China is testing the United States.
The ramming of Philippine resupply and coast guard vessels last week is the latest in a string of incidents dating back to the beginning of this year. Chinese maritime forces have also raised tensions with Vietnam and Malaysia, but Xi Jinping has been focused like a laser beam — literally — on disputes with Manila in 2023.
Chinese ships have directed a military-grade laser at a Philippines Coast Guard vessel, blasted Philippine charter boats with water cannons, and erected physical barriers at Scarborough Shoal, a traditional Philippine fishing ground legally recognized by the Permanent Court of Arbitration.
Targeting Manila may seem an odd choice. After all, the Philippines is the only South China Sea claimant that is formally allied to the United States. But that may be precisely the point.
Both the Joe Biden and Ferdinand Marcos, Jr. administrations have prioritized the alliance over the last year. President Biden welcomed Philippines President Marcos to Washington; the United States and the Philippines held their largest-ever bilateral military exercise; and the two hosted maritime drills in early October that included five of America’s closest treaty allies. Most significantly, the two countries agreed to an expansion of the facilities to which the U.S. military has access under the Enhanced Defense Cooperation Agreement (EDCA), originally signed in 2014.
Marcos has approached ties to China — and disputes with China — with greater backbone than his predecessor, and is intent on defending Philippine rights in the South China Sea. Hence Manila’s decision to remove a China-installed barrier at Scarborough Shoal last month.
At the same time, Manila is worried about trends in the Taiwan Strait. As Marcos put it in February, “should there in fact be conflict in that area…it’s very hard to imagine a scenario where the Philippines will not somehow get involved.” Refreshingly, Manila is not backing down from that eventuality. In the updated EDCA agreement, it granted access to facilities in the north of the Philippines — facilities that could play a role in a Taiwan Strait crisis and, thus, contribute to American deterrent posture in the region.
Meanwhile, the Biden administration has rhetorically committed itself to defending the Philippines in the South China Sea. In a joint statement in May, Biden reaffirmed “the United States’ ironclad alliance commitments to the Philippines, underscoring that an armed attack on Philippine armed forces, public vessels, or aircraft in the Pacific, including in the South China Sea, would invoke US mutual defense commitments.” That message was reiterated last Sunday.
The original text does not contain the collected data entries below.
PR #48, opened 2017-02-09
added new OPLS types to XML file

summeraz:


summeraz:
Alright, all of the atom types that were added to the OPLS force field XML file should now be included in small molecule atom typing tests.

The formic acid test appears to be failing now, which is a bit confusing to me, as it is finding two possible atom types where it should only be left with one... This does, however, bring up a good point about which rule should be chosen if an atom is a part of multiple functional groups (in the case of formic acid should aldehyde or carboxylic acid rules be used?).  There are a lot of combinations of functional groups to consider, but eventually some additional overrides will need to be included for those cases.

PR #58, opened 2017-02-14
Tidy up OPLS SMARTS

ctk3b:


davidlmobley:
Perhaps we should touch bases again soon. How are you guys indicating what atom the "atom type" refers to in your SMARTS patterns? Is it the one in square brackets? I'm just trying to wrap my mind around whether making a converter from this format to our format or vise versa would be trivial vs a pain in the neck.

ctk3b:
> Perhaps we should touch bases again soon. 

Agreed. Sorry we fell out of contact!

> How are you guys indicating what atom the "atom type" refers to in your SMARTS patterns? Is it the one in square brackets?

It's simply the first atom. Proper documentation is in the works! 

> I'm just trying to wrap my mind around whether making a converter from this format to our format or vise versa would be trivial vs a pain in the neck.

I've revisited this a few times in the past months and tinkered a bit with RDKit. One of the reasons we fell out of touch in the short term is that we have been unsuccessful in acquiring an OpenEye license (I believe we've applied 5 times now across 3 individuals). That being said, I am 100% certain that if we badgered a few more people that we could get the license but part of what we're trying to do is encourage people to properly disseminate forcefields in a more reproducible manner. To do this, we're trying to keep the barriers to entry as absolutely minimal as possible. 

If you have any more thoughts on how to streamline the licensing issue, we'd love any more information and unless that can be significantly simplified, I'd like to talk more about our options with RDKit. If that is a feasible replacement, I do not think it should be too challenging to convert from a foyer force field to SMIRFF.

davidlmobley:
I just e-mailed; I think the OpenEye license issue can be greatly improved in all likelihood, and I sent some suggestions on how to do it. 

We're also receptive to RDKit, but don't currently have developer time to move things over. If you had someone who could help us with that, we'd be willing to move that direction.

Arguably, China has already crossed that threshold. This is by design. Having watched the U.S. response to Russia’s war on Ukraine and now the response to Hamas’s barbarism in Israel, Beijing knows that the Biden administration is at times paralyzed by the fear of escalation. It is little wonder that Xi Jinping seeks to discern whether those same fears apply to the Indo-Pacific, given the Biden administration’s insistence, per the National Defense Strategy, that China presents “the most comprehensive and series challenge to U.S. national security.”
As of now, Biden is failing the test. China has faced no consequences for targeting the Philippines. Unless Beijing perceives the United States as willing to risk escalation over the resupply of a small Philippine outpost on Second Thomas Shoal, Chinese maritime forces will make life increasingly difficult for Philippine ships, aircraft and marines operating in the South China Sea.
The United States should not wait for the first casualty before it acts, nor should it wait until the moment when Manila decides it must withdraw its forces from Second Thomas Shoal. Action now can prevent those eventualities and the crisis that could result. As a first step, the United States should deploy Coast Guard cutters to convoy Philippine resupply vessels making their way to Second Thomas Shoal. President Biden should be prepared to send naval vessels to take over the task should Chinese misbehavior continue.
The world is entering a phase of widespread disorder. The dams have already burst in Europe and the Middle East. Now, China is testing the strength of leaky levees in Asia. If the United States does not reinforce the embankments now, it will face a global deluge.
Michael Mazza is a nonresident fellow at the American Enterprise Institute and a senior nonresident fellow at the Global Taiwan Institute.